Problem 1: The Basics

(Adapted from Sipser 2.3.) Answer each part for the following context-free grammar \(G\) with start symbol \(R\).

\[\begin{align*} R \rightarrow&\; XRX \mid S \\ S \rightarrow&\; aTb \mid bTa \\ T \rightarrow&\; XTX \mid X \mid \epsilon \\ X \rightarrow&\; a \mid b \end{align*}\]

  1. What are the variables of \(G\)?
  2. What are the terminals of \(G\)?
  3. Give three strings in \(L(G)\).
  4. Give three strings not in \(L(G)\).
  5. Consider the string \(XXX\). Show via a derivation that \(XXX \overset{*}{\Rightarrow} aba\).
  6. Consider the string \(T\). Show via a derivation that \(T \overset{*}{\Rightarrow} aba\).
  7. Consider the string \(T\). Show via a derivation that \(T \overset{*}{\Rightarrow} XX\).
  8. Consider the string \(R\). Show vi a derivation that \(R \overset{*}{\Rightarrow} aabbb\).
  9. Give a description in English of \(L(G)\).

Problem 2: Conditional Ambiguity

In C-like programming languages, conditional statements frequently have the following form:

expr -> true | false | ...
stmt -> if expr then stmt | if expr then stmt else stmt | skip | ...

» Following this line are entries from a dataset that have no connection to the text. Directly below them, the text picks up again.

PR #3977, opened 2018-07-30
Cancellable forEach

benlesh:
- Adds cancellation semantic to `forEach`, by allowing a `Subscription` to be passed as a sort of cancellation token.
- Adds documentation
- Fixes some bad tests
- **Deprecation** deprecates passing PromiseCtor to `forEach`. (That can be configured globally, and I'd like to remove it for v7)

### Behavior Described

You can read the docs in the PR for this, but basically:

If you call `forEach` with a second argument that is a `Subscription`, that subscription will act as a cancellation token, such that if you `unsubscribe` from it, the forEach's returned promise will reject with an `Error` with the message `Observable forEach unsubscribed`. This is done, so there's a way to gracefully handle cancellations in async-await code, and I think provides a better alternative to `takeUntil` in those use cases.

### DIFF
--- a/spec/Observable-spec.ts
+++ b/spec/Observable-spec.ts
@@ -1,18 +1,16 @@
 import { expect } from 'chai';
 import * as sinon from 'sinon';
-import * as Rx from 'rxjs/Rx';
 import { Observer, TeardownLogic } from '../src/internal/types';
 import { cold, expectObservable, expectSubscriptions } from './helpers/marble-testing';
 import { map } from '../src/internal/operators/map';
 import * as HostReportErrorModule from '../src/internal/util/hostReportError';
 import { noop } from '../src/internal/util/noop';
+import { Subscription, interval, timer, Observable, Operator, config, Subscriber, Subject } from 'rxjs';
 
 //tslint:disable-next-line
 require('./helpers/test-helper');
 
 declare const asDiagram: any, rxTestScheduler: any;
-
-const Observable = Rx.Observable;
 
 declare const __root__: any;
 
@@ -82,7 +80,7 @@ describe('Observable', () => {
     it('should allow Promise to be globally configured', (done) => {
       let wasCalled = false;
 
-      Rx.config.Promise = function MyPromise(callback: any) {
+      config.Promise = function MyPromise(callback: any) {
         wasCalled = true;
         return new Promise<number>(callback);
       } as any;
@@ -114,7 +112,7 @@ describe('Observable', () => {
       });
     });
 
-    it('should handle a synchronous throw from the next handler', () => {
+    it('should handle a synchronous throw from the next handler', (done: MochaDone) => {
       const expected = new Error('I told, you Bobby Boucher, threes are the debil!');
       const syncObservable = new Observable<number>((observer) => {
         observer.next(1);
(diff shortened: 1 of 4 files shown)


src/internal/Observable.ts
```diff
@@ -230,30 +231,120 @@ export class Observable<T> implements Subscribable<T> {
...
-   * @param {PromiseConstructor} [promiseCtor] a constructor function used to instantiate the Promise
+   * @param {PromiseConstructorLike|Subscription} [promiseCtorOrSubscription] a constructor function used to instantiate the Promise
    * @return {Promise} a promise that either resolves on observable completion or
    *  rejects with the handled error
    */
-  forEach(next: (value: T) => void, promiseCtor?: PromiseConstructorLike): Promise<void> {
+  forEach(next: (value: T) => void, promiseCtorOrSubscription?: PromiseConstructorLike|Subscription): Promise<void> {
+    let promiseCtor: PromiseConstructorLike;
+    let subs = isSubscription(promiseCtorOrSubscription) ? promiseCtorOrSubscription : undefined;
     promiseCtor = getPromiseCtor(promiseCtor);
```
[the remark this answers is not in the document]
benlesh: updated.

src/internal/util/isSubscription.ts
```diff
@@ -0,0 +1,9 @@
+import { Subscription } from '../Subscription';
+
+/**
+ * Tests to see if a value is an RxJS {@link Subscription}.
+ * @param x the value to test
+ */
+export function isSubscription(x: any): x is Subscription {
```
jsonberry: 👍

spec/Observable-spec.ts
```diff
@@ -125,21 +123,22 @@ describe('Observable', () => {
...
+      .then(
         () => {
-          throw new Error('should not be called');
-        },
-        (err) => {
-          results.push(err);
           // Since the consuming code can no longer interfere with the synchronous
           // producer, the remaining results are nexted.
-          expect(results).to.deep.equal([1, 2, 3, 4, expected]);
+          expect(results).to.deep.equal([1, 2, 3, expected]);
```
cartant: The change to this test's expectation suggests that the behaviour of the previous, non-cancellable implementation was actually a bug - as `next` was called despite an error being effected. The new behaviour makes more sense to me, as an error effected from `next` sees the observer unsubscribe.

Could the comment be removed? It's no longer applicable, as the remaining results are not nexted.

benlesh: Yup. I'll make sure to add the fix to the changelog too.

benlesh:
@cartant ... I'm having it reject with an `ObjectUnsubscribedError`... it seemed fitting and it already existed.

felixfbecker:
What I am worried about is forward compatibility with whatever cancellation primitive makes it into the spec. We already have AbortSignal in the DOM spec, and there is ongoing work to get a primitive into ES, which I would love love love to see supported seamlessly in rxjs.

benlesh:
> What I am worried about is forward compatibility with whatever cancellation primitive makes it into the spec

I'm not worried about this in the slightest. We can deprecate and pivot if we need to, but honestly, I have yet to see a proposal or cancellation type that isn't compatible with what we have here. The committees are slow, and unlikely to pass anything related to any of this. CancellationToken failed once. Observable is stuck at stage 1 forever.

(The skip statement is a statement that does nothing. For our purposes, it acts as a “base case” to the \(stmt\) production. You could substitute any “real” base statement such as a call to a function, e.g., printf() instead.)

  1. Give a string and two parse trees demonstrating the ambiguity of this grammar.

  2. Which of the two parse trees is the “preferred” interpretation?

  3. Translate your toy example to an equivalent C program and try it out, e.g., with gcc or clang. Which of the two parse trees is the one that your chosen compiler produces?

  4. Change the grammar above to remove the ambiguity. You may try to preserve the original syntax of the conditional statement, but you may also add additional syntax to remove the ambiguity. Your solution should be as faithful to good C programming practices as possible.